Впрочем, есть и иные примеры. Пушкинский Савельич и аксаковский Евсеич (реальное лицо) – образцы добросовестности и отеческой заботы о своих малолетних господах. Оспаривая мнение о развращающем влиянии передней, А.Д. Галахов писал: «Не верьте тому, кто скажет вам, что общение с дворней в частности, с крестьянством вообще вредно для молодых людей, принадлежащих к образованному кругу. В известном возрасте может быть, но в годы детства и отрочества оно, как выразился один критик, никакого вреда, кроме великой пользы, не приносит. Говорю это по убеждению, добытому собственным опытом». (21, с. 33). Князь-революционер П.А. Кропоткин, вспоминая о высоких душевных качествах своей матери, пишет о крепостных, в память о покойной госпоже, перенесших свою любовь на ее детей. «Слуги боготворили ее память... Как часто где-нибудь в темном коридоре рука дворового ласково касалась меня или брата Александра. Как часто крестьянка, встретив нас в поле, спрашивала: «Вырастите ли вы такими добрыми, какой была ваша мать? Она нас жалела, а вы будете жалеть?». «Нас» означало, конечно, крепостных. Не знаю, что стало бы с нами, если бы мы не нашли в нашем доме среди дворовых ту атмосферу любви, которой должны быть окружены дети. Мы были детьми нашей матери; мы были похожи на нее; и в силу этого крепостные осыпали нас заботами, подчас, как будет видно дальше, в крайне трогательной форме» (43, с. 14). Мемуарист рассказывает, как разыгравшиеся в отсутствие отца и мачехи дети разбили в гостиной дорогую лампу. «Немедленно же «дворовые» собрали совет. Никто не упрекал нас. Решено было, что на другой день, рано утром, Тихон, на свой страх и ответственность, выберется потихоньку, побежит на Кузнецкий Мост и там купит такую же лампу. Она стоила пятнадцать рублей – для дворовых громадная сумма. Но лампу купили, а нас никто никогда не попрекнул даже словом.
Когда я думаю теперь о прошлом и в моей памяти восстают все эти сцены, я припоминаю также, что во время игр мы никогда не слыхали грубых слов; не видали мы также в танцах ничего такого, чем теперь угощают даже детей в театре. В людской, промеж себя, дворовые, конечно, употребляли неприличные выражения. Но мы были дети, ее дети, и это охраняло нас от всего худого» (43, с. 18).

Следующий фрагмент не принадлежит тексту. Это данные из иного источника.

PR #3445, opened 2024-09-03
[stdlib] Fix soundness issues in InlinedFixedVector on copy/del

szbergeron:
`InlinedFixedVector` had apparent double free (on multiple call of `_del_old()`) that was easily accidentally invoked when `__copyinit__()` is used to create two instances.

This:
a) Moves to using `__del__()` for destruction, ensuring `dynamic_data` is zeroed to avoid further accidents (cheap, free if MLIR sees the write going into a black hole)
b) Switches `__copyinit__()` to use an explicit copy constructor, as mentioned in the TODO
c) Adds a `__moveinit__()` to allow for perf-identical behavior in additional remaining situations displaced by removing the original `__copyinit__()` (though non-owning slices are necessary for replacing all possible uses as before)


stdlib/test/collections/test_vector.mojo
```diff
@@ -18,6 +18,23 @@ from test_utils import MoveCounter
...
 
+def test_inlined_fixed_vector_moves():
+    var v1 = InlinedFixedVector[Int, 5](10)
+    var v2 = InlinedFixedVector[Int, 5](10)
+
+    # do one within the smallvec
+    v2[3] = 99
+    v1[3] = 42
+
+    # plus one within the dynarry
```
gryznar, line 29: typo probably. `dynarry` -> `dynarray`

szbergeron:
This also adds some tests for the various move constructors, but "instrumented" testing is difficult as InlinedFixedVector doesn't do type destruction (can't check as in ObservableDel). Do we want to add destructor support to this, or leave it as-is (with trivial types only)?

stdlib/src/collections/vector.mojo
```diff
@@ -125,37 +125,47 @@ struct InlinedFixedVector[
...
         """
-        var res = Self(self.capacity)
-        for i in range(len(self)):
-            res.append(self[i])
-        return res
+        Destructor.
+        """
+        if self.dynamic_data:
+            self.dynamic_data.free()
+            self.dynamic_data = UnsafePointer[type]()
```
JoeLoser, line 168: **Question** Can you help me understand the motivation of nulling out this field?  For comparison, we don't do this in `List.__del__` at https://github.com/modularml/mojo/blob/80a9de7261fbe850fa5ceb37c1489052f18364ac/stdlib/src/collections/list.mojo#L211

JoeLoser (approved):
LGTM, but see my comment about whether we need/want to null out the dynamic data member.

JoeLoser:
!sync

stdlib/src/collections/vector.mojo
szbergeron: This isn't necessary in "correct" code, but it _does_ prevent even incorrect usage of things like MaybeUninit double destruction from causing issues since it turns a double free into a noop. Just mitigates damage in those scenarios with ~no cost

szbergeron: (I'm more than happy to cut that line since that's probably an unnecessary amount of paranoia)

owenhilyard:
@JoeLoser 
> Let's leave support for just trivial types only and we can lazily add support for memory-only types later if needed. It may be moot as mentioned offline in Discord once we have small buffer optimization in `List` itself.

I have a few usecases for a collection like inline array which can't be grown after allocation, specifically in combination with a length field to be used in IO buffers. It makes packet processing and similar operations much more prefetcher friendly to have the metadata and the buffer as part of single allocation. The more restrictive API of InlineArray is good for this use-case since buffers of often allocated in pools. InlineArray is also useful as a building block in BTrees and slab lists.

Следовательно, каковы были баре, таковы и слуги.
Выше уже приводился отрывок из воспоминаний Д.А. Милютина, где мемуарист указал на то, что некоторые дворовые из комнатной прислуги смотрели на себя, как на часть барской семьи. Но нередко и господа смотрели на таких слуг как на членов семьи, более того, иногда как на важных и почтенных членов семьи, более уважаемых, например, чем «барчата». Например, в воспоминаниях Е.Н. Водовозовой «На заре жизни», пожалуй, самое видное место отведено няньке, подлинной главе барского семейства: за малейшую дерзость или просто неуважение, оказанное старой няньке, немедленно следовала кулачная расправа или окрик детям со стороны их матери-помещицы (кстати, отнюдь не либералки). Афанасий Фет отмечал: «Конечно, всякая невежливость с моей стороны к кому-либо из прислуги не прошла бы мне даром» (98, с. 62). Граф П.А. Гейден однажды упрекнул внука: «Ты очень неучтивый. Когда подошел скотник, ты должен был снять шапку и ему поклониться раньше, чем он тебе. Он тебя старше, кто бы он ни был. Разница между людьми только в том, что они или управляют, или служат, и те, кто управляют, должны уважать тех, кто им служит, и особенно если они их старше. Помни всегда, что вежливость твой долг. Это твоя единственная привилегия» (17, с. 8).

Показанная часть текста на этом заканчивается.